■ **Task directions**: Take the data from its first line. Print each line exactly until the line containing "Follow-ups on the" has been printed too.

■ **Excerpted records**:
--- START ---
PR #316, opened 2026-06-20
Agent follow-ups: testable agent fn, basic-agency policy, REPL echo + tool-loss fixes

egonSchiele:
Follow-ups on the agency agent (4 items from review). Debugging notes for the two bugs are in the commit; summary below.

## #1 — Separate the REPL from the agent
Extracted `agentReply(userMsg)` in `agent.agency` (slash-expansion + `mainAgent`) and routed both the REPL (`_runTurn`) and the one-shot path through it. The agent's per-message logic is now callable with just a prompt — no terminal, no user input, no policy handler. New `tests/agentTurn.agency` drives it with the deterministic provider.

## #2 — Basic agency commands without prompting
- **(a)** Added `parseAST` (parse) as a code-agent tool; `typecheck` was already one. Both take a source string and are pure (no interrupt), so they need no approval.
- **(b)** Added an exec-based `agencyCli(args)` tool. Per the discussion, this uses `exec()` (structured args, **no shell → no command chaining**) rather than globbing the `bash` shell string. Both default policies now auto-approve `std::exec` for the read-only `agency parse`/`ast`/`typecheck` subcommands (added to `minimal`; `recommended` inherits via spread). Other subcommands still prompt. New `tests/execPolicy.agency` verifies the policy decisions.

> Note: existing users with a saved `~/.agency-agent/policy.json` won't get the new rules until that file is regenerated (the defaults are only written on first run). New users get them automatically.

## #3 — Duplicated prompt echo after approving an interrupt (bug)
Root cause: the interrupt menu runs through the `prompts` library in `lib/stdlib/ui.ts :: _runPrompt`, which left `process.stdin` in cooked mode. The line-mode REPL then double-echoed input, and it persisted ("from then on") because nothing re-asserted raw mode. Fix: snapshot `stdin.isRaw` on entry and restore it in the `finally`, mirroring the existing `wasPaused` handling. (Terminal behavior can't be unit-tested in CI — needs a manual confirm.)

## #4 — Code agent loses its tools after the first turn (bug)
Root cause: in `subagents/code.agency` the retry loop was gated on the **module-level** `_first` (`while (hasErrors || _first)`). It primes the loop only on the very first `codeAgent` call in the process; on every later call `_first` is already `false` and `hasErrors` starts `false`, so the loop body never runs — the tool-enabled `llm()` is skipped and only the tool-less format pass executes, so the model reports it can't run the command. Fix: a per-call `firstIteration` primer; `_first` now only gates the one-time system message. Also declared `reply` per-call instead of as an implicit module global.

## Testing
- Full unit suite green; structural lint clean.
- Agent tests: 9 across 3 files (`toolWiring`, `agentTurn`, `execPolicy`) pass deterministically; `agentTurn` is pinned to the deterministic provider (exact-match), `toolWiring` stays real-LLM-safe, `execPolicy` makes no LLM calls. All auto-discovered by the existing `test:agents` CI steps.
- #3 and the interactive side of #4 should be confirmed manually in the REPL.

### DIFF
--- a/packages/agency-lang/lib/agents/agency-agent/lib/defaultPolicy.agency
+++ b/packages/agency-lang/lib/agents/agency-agent/lib/defaultPolicy.agency
@@ -1,3 +1,7 @@
+// `std::exec` rules give basic agency functionality: auto-approve the
+// read-only `agency` subcommands the code agent runs via the exec-based
+// `agencyCli` tool (matched on command + subcommand — no shell, so no
+// chaining). Other subcommands (run, compile, ...) still prompt.
 export static const minimalAutoApprovePolicy = {
   "std::memory::remember": [{
     action: "approve"
@@ -13,7 +17,30 @@ export static const minimalAutoApprovePolicy = {
   }],
   "std::memory::disableMemory": [{
     action: "approve"
-  }]
+  }],
+  "std::exec": [
+    {
+    match: {
+      command: "agency",
+      subcommand: "parse"
+    },
+    action: "approve"
+  },
+    {
+    match: {
+      command: "agency",
+      subcommand: "ast"
+    },
+    action: "approve"
+  },
+    {
+    match: {
+      command: "agency",
+      subcommand: "typecheck"
+    },
+    action: "approve"
+  },
+  ]
 }
 
 export static const recommendedAutoApprovePolicy = {
--- a/packages/agency-lang/lib/agents/agency-agent/lib/defaultPolicy.agency
+++ b/packages/agency-lang/lib/agents/agency-agent/lib/defaultPolicy.agency
@@ -1,7 +1,34 @@
-// `std::exec` rules give basic agency functionality: auto-approve the
-// read-only `agency` subcommands the code agent runs via the exec-based
-// `agencyCli` tool (matched on command + subcommand — no shell, so no
-// chaining). Other subcommands (run, compile, ...) still prompt.
+import { map } from "std::array"
+
+// Basic agency functionality: auto-approve the read-only `agency`
+// subcommands the code agent runs via the exec-based `agencyCli` tool.
+// Matched on command + subcommand (no shell, so no chaining); other
+// subcommands (run, compile, ...) still prompt.
+static const AGENCY_SAFE_SUBCOMMANDS = [
+  "parse",
+  "ast",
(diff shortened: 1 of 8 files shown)


packages/agency-lang/lib/agents/agency-agent/lib/defaultPolicy.agency
```diff
@@ -13,7 +17,30 @@ export static const minimalAutoApprovePolicy = {
...
+  },
+    {
+    match: {
+      command: "agency",
+      subcommand: "ast"
+    },
+    action: "approve"
+  },
+    {
+    match: {
```
egonSchiele: also add to policy these commands: `help`, `tc`, `preprocess`, `definition`, `diagnostics`, `doc`, `literate`

packages/agency-lang/lib/agents/agency-agent/subagents/code.agency
```diff
@@ -64,6 +65,23 @@ export def setCwd(dir: string): string {
...
+  to the executable (no shell interpretation), so they cannot be chained
+  or redirected. The default agent policies auto-approve the read-only
+  `parse`, `ast`, and `typecheck` subcommands; other subcommands still
+  prompt for approval. Prefer this over `bash` for running agency.
+
+  @param args - CLI arguments, e.g. ["typecheck", "foo.agency"]. The
+    first element is the subcommand.
+  """
+  return exec("agency", args)
+}
```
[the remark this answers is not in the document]
egonSchiele: Fixed in 7b969000. `agencyCli` now returns `any` (same as the `bash` tool, since `ExecResult` isn't exported from std::shell) and the docstring says it returns an object with `stdout`, `stderr`, and `exitCode`.

packages/agency-lang/lib/agents/agency-agent/lib/defaultPolicy.agency
egonSchiele: Done in 7b969000. Added help, tc, preprocess, definition, diagnostics, doc, and literate to the auto-approve list (alongside parse/ast/typecheck). They're now driven from a single `AGENCY_SAFE_SUBCOMMANDS` list, so adding more later is one line. Extended the execPolicy test to cover one of the new ones.

PR #320, opened 2026-06-21
Render std::edit interrupts as a diff (prompt + auto-approve)

egonSchiele:
## What

Edit interrupts (`std::edit`) now render as a colored diff instead of a raw key/value dump of the before/after content — both in the approval prompt and when an edit is auto-approved.

## How

Two coordinated changes:

**`stdlib/policy.agency`**
- `prettyPrintInterruptData` special-cases the `std::edit` effect: it renders a metadata table (just `dir` — `before`/`after`/`edits`/`filename` are excluded as bulky or redundant) followed by a unified diff with a `⏺ Edit: <filename>` header.
- It now takes the interrupt's `effect` as a second arg (the call site passes `intr.effect`), since it receives `intr.data` (the payload) and the payload alone can't tell you the effect.
- `renderObjAsTable` returns `""` when no rows remain, so an all-excluded edit payload yields just the diff with no empty table.
- `renderEditDiff` is hardened against a missing `before`/`after` (`|| ""`) so a malformed/partial edit interrupt renders cleanly instead of crashing `diff()`.
- New `willAutoApprove(intr): boolean` — reports whether the active policy would auto-approve an interrupt without prompting. Reads the already-loaded policy (no hot-path I/O).

**`lib/agents/agency-agent/agent.agency`**
- The handle blocks now print the edit diff (`renderEditDiff`) **only when the edit will be auto-approved** (`willAutoApprove(data)`). Auto-approved edits skip the approval prompt — which is where the diff would otherwise show — so without this the user would have no idea what changed. Prompted edits get their diff from the prompt itself, so there's no double-print.

```text
edit interrupt
 ├─ policy auto-approves → agent prints diff (prompt skipped)
 └─ policy prompts       → modal body shows diff (prettyPrintInterruptData)
```

## Testing

- All policy tests pass: agency-js (`policy-prompt-array-data`, `cli-policy-handler`, `policy-autoapprove-existing-file`, `ui-policy-integration`), agency (`policy-build-scoped-match`, `policy-record-rule`, `policy-record-scoped-rule`), and `lib/runtime/policy.test.ts` (20).
- `policy-prompt-array-data` surfaced a real crash (an edit with no `before`/`after` blew up `diff()`); the `|| ""` guard fixes it and the test now renders cleanly.
- Interactive verification of the in-terminal diff rendering is still worth a manual look (terminal output), as with other agent UI changes.

### DIFF
--- a/packages/agency-lang/lib/agents/agency-agent/agent.agency
+++ b/packages/agency-lang/lib/agents/agency-agent/agent.agency
@@ -10,11 +10,10 @@ import {
   cliPolicyHandler,
   parsePolicyFile,
   setPolicy,
-  willAutoApprove,
  } from "std::policy"
 import { exists } from "std::shell"
 import { commandsDir, expandSlash } from "std::skills"
-import { highlight, diff } from "std::syntax"
+import { highlight } from "std::syntax"
 import { cwd, env, isTTY, readStdin, setTitle } from "std::system"
 import { getCost, getTokens, systemMessage } from "std::thread"
 import { chooseOption, ChoiceItem } from "std::ui"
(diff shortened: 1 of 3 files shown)


packages/agency-lang/lib/agents/agency-agent/agent.agency
```diff
@@ -657,7 +666,12 @@ def startInteractive(handler: any, seedTarget: string, seedPrompt: string) {
       paletteCommands: mergedPalette(),
     )
   } with (data) {
-    renderEditDiff(data)
+    // Auto-approved edits skip the approval prompt (which would show the
+    // diff), so surface it here. Prompted edits get their diff from the
+    // prompt itself — don't double-print.
+    if (data.effect == "std::edit" && willAutoApprove(data)) {
```
egonSchiele: you don't really need `willAutoApprove`, you could just check the return value of the `handler` func

egonSchiele: Good call on dropping willAutoApprove — done in 3c6456fa. One wrinkle with literally checking the handler's return value, though: `_handler` returns `approve()` for *both* the auto-approve path (policy.agency:818) and every prompt-approve path (828/833/841), so the return alone can't tell them apart. And in line mode `chooseOption` prints the prompt body (the diff) persistently (ui.agency:1187), so an `isApproved(result)` check in the handle block would double-print the diff for prompted edits.

So instead of checking the return, I moved the diff into the handler where the decision is actually made: `_handler` prints `renderEditDiff(intr.data)` on its auto-approve branch. That drops willAutoApprove, avoids the double-print, and makes it generic — any `std::policy` consumer now gets auto-approve diffs, not just the agent. `agent.agency` is back to a plain `return handler(data)` (also removed its now-unused `renderEditDiff` + `diff` import). Verified end-to-end: an auto-approved std::edit prints the diff, and prompted edits still get theirs from the prompt.

PR #323, opened 2026-06-21
Roll subagent (tool-dispatch) LLM cost up to the parent stack

egonSchiele:
## What

The agent footer's cost (and `/cost`) under-reported any turn that used a subagent — e.g. the oracle/explorer running on a pricier model. Those costs are now included.

## Root cause

`getCost()` / `getTokens()` read the active stack's per-branch `localCost` / `localTokens`, which is meant to be cumulative across a stack **and its child branches**. `fork`/`parallel`/`race` make that true by wiring `seedBranchCost` + `propagateBranchCost` (via the node `Runner`), so a branch's spend is seeded from the parent and its delta propagates back on join.

But **LLM tool dispatches** run each tool in its own branch stack via `PromptRunner.parallel` (`runBatch.ts:358`), and that call site passed **neither** hook. So a subagent's spend accumulated only on its branch stack and was discarded at join — never reaching `getCost()`/`getTokens()`. Since subagents are invoked as tools, all of their cost was missing from the totals.

## Fix

- Extract `seedBranchCost` / `propagateBranchCost` into shared functions in `state/stateStack.ts`.
- `Runner` now delegates to them (no behavior change; removes the duplicated logic).
- Wire both into `PromptRunner.parallel`'s `runBatch` call, so tool branches seed + propagate exactly like fork/race. The seed is idempotent across the approval-interrupt/resume cycle, and propagate only fires on the no-interrupt completion path, so the per-branch delta math stays correct across resumes.

## Testing

- 117 unit tests pass across `runner` / `runBatch` / `stateStack` (these exercise the now-shared seed/propagate logic for fork/race).
- New deterministic regression test (`tests/agency/subagent-cost-propagation.*`): an outer `llm()` calls a tool that itself calls `llm()` (3 calls total). With the fix `getTokens()` reports **6** synthetic tokens (all three calls); before it reported **4** (the tool branch's spend was dropped).

Note: `getCost()` remains cumulative (per the design intent) — it now reflects the coordinator's calls plus every subagent.

### DIFF
--- a/packages/agency-lang/lib/runtime/promptRunner.ts
+++ b/packages/agency-lang/lib/runtime/promptRunner.ts
@@ -3,7 +3,12 @@ import { hasInterrupts, type Interrupt } from "./interrupts.js";
 import { runBatch, type RunBatchResult } from "./runBatch.js";
 import type { SourceLocationOpts } from "./state/checkpointStore.js";
 import type { RuntimeContext } from "./state/context.js";
-import type { State, StateStack } from "./state/stateStack.js";
+import {
+  seedBranchCost,
+  propagateBranchCost,
+  type State,
+  type StateStack,
+} from "./state/stateStack.js";
 
 /**
  * Thrown by {@link PromptRunner.step} when a step body returns interrupts.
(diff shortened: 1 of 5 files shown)


packages/agency-lang/lib/runtime/promptRunner.ts
```diff
@@ -205,6 +210,18 @@ export class PromptRunner {
...
       hooks: {
+        // Roll each tool branch's LLM cost/tokens up to the parent stack,
+        // just like fork/parallel/race do (see Runner). Subagents run as
+        // tools in their own branch stacks; without these hooks their
+        // spend (e.g. an oracle on a pricier model) never propagated back,
+        // so `getCost()`/`getTokens()` under-reported the turn. seed is
+        // idempotent across interrupt/resume; propagate fires only on the
+        // no-interrupt completion path (runBatch.ts), and the delta math
+        // is correct across resume because the seed baseline is per-branch.
+        seedBranchCost: (childStack, parentStack) =>
```
egonSchiele, line 221: You could just write `seedBranchCost` instead of `seedBranchCost: (childStack, parentStack) => seedBranchCost: (childStack, parentStack)` right?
--- END ---
■ **Finished exercise**:
PR #316, opened 2026-06-20
Agent follow-ups: testable agent fn, basic-agency policy, REPL echo + tool-loss fixes

egonSchiele:
Follow-ups on the agency agent (4 items from review). Debugging notes for the two bugs are in the commit; summary below.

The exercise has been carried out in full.